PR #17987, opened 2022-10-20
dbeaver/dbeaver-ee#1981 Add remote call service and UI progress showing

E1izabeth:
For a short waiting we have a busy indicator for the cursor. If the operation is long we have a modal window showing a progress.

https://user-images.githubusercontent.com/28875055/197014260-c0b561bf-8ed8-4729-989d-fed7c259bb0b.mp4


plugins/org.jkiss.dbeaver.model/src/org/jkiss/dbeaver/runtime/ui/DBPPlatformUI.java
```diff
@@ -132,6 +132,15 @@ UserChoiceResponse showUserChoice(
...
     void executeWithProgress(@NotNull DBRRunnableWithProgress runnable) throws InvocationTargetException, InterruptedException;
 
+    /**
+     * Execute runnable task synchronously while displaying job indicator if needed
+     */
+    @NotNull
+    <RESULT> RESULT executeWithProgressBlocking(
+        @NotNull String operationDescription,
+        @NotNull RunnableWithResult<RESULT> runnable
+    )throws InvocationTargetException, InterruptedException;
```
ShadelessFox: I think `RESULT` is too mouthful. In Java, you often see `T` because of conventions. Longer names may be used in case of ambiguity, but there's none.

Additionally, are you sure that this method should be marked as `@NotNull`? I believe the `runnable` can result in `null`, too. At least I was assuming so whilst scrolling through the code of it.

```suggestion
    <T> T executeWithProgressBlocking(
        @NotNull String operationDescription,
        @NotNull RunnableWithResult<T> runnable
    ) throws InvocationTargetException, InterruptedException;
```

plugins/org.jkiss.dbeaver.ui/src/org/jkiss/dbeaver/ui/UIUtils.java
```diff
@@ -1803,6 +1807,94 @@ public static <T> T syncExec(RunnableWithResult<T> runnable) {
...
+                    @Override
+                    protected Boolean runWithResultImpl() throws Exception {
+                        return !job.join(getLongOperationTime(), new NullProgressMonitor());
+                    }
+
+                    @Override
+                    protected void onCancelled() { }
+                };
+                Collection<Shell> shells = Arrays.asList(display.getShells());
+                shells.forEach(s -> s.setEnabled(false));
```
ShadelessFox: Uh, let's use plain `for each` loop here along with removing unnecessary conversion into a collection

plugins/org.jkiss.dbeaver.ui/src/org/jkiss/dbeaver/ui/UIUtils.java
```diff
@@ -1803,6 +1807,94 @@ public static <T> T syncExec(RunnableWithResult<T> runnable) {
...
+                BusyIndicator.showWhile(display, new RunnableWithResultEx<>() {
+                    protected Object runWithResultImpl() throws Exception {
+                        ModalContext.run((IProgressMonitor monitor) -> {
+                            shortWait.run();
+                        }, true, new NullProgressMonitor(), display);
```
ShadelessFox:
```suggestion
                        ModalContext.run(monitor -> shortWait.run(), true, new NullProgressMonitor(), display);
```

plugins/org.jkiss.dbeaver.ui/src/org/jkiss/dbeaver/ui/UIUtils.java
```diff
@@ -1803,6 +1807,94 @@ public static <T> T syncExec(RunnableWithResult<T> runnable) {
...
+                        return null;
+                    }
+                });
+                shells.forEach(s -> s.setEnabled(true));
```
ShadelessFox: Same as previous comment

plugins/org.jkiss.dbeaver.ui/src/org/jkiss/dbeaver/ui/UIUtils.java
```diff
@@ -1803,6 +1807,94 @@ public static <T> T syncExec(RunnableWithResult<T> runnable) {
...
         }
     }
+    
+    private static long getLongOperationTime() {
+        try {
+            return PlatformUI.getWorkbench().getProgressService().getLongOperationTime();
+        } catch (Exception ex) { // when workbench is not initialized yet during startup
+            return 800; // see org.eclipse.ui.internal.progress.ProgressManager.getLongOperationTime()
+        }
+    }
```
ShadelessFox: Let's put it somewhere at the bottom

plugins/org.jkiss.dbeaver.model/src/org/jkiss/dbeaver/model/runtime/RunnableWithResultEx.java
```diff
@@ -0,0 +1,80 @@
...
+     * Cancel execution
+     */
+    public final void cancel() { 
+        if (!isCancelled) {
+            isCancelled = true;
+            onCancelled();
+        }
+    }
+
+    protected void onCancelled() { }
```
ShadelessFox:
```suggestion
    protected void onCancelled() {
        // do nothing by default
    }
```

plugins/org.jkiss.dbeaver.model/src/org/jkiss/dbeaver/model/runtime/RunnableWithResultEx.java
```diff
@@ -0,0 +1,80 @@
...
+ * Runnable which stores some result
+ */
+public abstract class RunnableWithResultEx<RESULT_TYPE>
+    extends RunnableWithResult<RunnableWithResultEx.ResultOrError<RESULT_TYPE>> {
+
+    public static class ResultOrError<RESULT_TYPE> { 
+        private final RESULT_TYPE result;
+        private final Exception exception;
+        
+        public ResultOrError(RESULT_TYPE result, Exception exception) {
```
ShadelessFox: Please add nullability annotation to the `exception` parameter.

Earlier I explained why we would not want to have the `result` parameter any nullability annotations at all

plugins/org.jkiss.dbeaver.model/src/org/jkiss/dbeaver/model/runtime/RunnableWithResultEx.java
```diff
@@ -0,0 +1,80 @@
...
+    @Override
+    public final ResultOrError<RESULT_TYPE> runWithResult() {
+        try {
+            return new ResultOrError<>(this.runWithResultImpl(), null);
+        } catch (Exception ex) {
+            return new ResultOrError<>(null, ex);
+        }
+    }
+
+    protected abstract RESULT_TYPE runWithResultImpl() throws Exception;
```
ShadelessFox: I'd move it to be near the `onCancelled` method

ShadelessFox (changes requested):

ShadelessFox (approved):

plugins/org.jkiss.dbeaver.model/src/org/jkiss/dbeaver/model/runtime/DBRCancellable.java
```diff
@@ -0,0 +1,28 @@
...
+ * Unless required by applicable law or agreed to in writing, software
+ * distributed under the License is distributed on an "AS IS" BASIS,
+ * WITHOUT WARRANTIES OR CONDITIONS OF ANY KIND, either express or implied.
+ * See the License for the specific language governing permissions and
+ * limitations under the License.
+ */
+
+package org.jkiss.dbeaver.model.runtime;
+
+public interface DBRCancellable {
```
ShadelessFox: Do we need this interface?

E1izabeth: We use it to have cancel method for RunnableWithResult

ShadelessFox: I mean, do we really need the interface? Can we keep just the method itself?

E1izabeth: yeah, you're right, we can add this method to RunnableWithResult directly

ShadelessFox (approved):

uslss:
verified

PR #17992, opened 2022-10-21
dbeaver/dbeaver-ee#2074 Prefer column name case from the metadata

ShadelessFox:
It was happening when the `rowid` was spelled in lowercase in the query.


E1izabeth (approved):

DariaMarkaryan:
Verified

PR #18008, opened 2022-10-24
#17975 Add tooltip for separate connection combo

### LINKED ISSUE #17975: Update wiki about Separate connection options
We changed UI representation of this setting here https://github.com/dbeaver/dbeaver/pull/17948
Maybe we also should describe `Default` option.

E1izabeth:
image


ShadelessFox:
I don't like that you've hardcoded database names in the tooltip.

================

→ TASK TO COMPLETE:
Wherever the string "shortWait" occurs in the records, copy the line it is in.

→ COMPLETED TASK:
+                            shortWait.run();
                        ModalContext.run(monitor -> shortWait.run(), true, new NullProgressMonitor(), display);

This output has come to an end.